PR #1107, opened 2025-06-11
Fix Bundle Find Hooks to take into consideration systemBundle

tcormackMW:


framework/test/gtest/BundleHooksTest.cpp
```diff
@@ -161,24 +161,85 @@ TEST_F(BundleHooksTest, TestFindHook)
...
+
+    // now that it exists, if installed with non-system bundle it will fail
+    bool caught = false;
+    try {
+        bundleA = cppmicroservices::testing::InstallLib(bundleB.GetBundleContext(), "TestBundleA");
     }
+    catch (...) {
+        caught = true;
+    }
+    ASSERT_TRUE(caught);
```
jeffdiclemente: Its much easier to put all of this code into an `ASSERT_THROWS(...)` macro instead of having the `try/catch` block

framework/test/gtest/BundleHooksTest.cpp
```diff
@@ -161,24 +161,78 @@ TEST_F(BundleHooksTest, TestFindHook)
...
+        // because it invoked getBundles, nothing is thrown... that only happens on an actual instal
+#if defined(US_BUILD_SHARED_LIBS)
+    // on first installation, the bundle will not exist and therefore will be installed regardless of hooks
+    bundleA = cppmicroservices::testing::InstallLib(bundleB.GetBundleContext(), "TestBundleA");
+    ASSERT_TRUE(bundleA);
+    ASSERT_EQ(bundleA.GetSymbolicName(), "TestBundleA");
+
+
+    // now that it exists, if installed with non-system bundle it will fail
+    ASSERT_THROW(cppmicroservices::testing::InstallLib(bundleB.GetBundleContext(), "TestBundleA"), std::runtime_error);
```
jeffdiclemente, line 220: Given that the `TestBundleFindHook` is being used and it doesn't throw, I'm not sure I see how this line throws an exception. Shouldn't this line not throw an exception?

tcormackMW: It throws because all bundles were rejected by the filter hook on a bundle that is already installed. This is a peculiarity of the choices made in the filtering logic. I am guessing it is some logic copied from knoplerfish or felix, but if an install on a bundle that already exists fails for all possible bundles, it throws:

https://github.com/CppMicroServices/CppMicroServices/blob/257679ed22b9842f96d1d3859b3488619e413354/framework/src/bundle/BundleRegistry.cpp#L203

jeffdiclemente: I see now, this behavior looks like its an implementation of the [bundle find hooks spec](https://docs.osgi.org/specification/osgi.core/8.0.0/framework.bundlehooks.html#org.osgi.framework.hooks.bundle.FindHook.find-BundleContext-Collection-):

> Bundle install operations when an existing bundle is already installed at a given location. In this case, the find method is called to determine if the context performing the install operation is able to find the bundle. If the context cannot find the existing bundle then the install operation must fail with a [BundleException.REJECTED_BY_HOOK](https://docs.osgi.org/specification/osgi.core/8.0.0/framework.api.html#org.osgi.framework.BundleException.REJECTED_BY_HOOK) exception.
_ _ _ _
Work instructions: Search the material for the word "caught" and copy each line where it occurs.

The answer:
+    bool caught = false;
+        caught = true;
+    ASSERT_TRUE(caught);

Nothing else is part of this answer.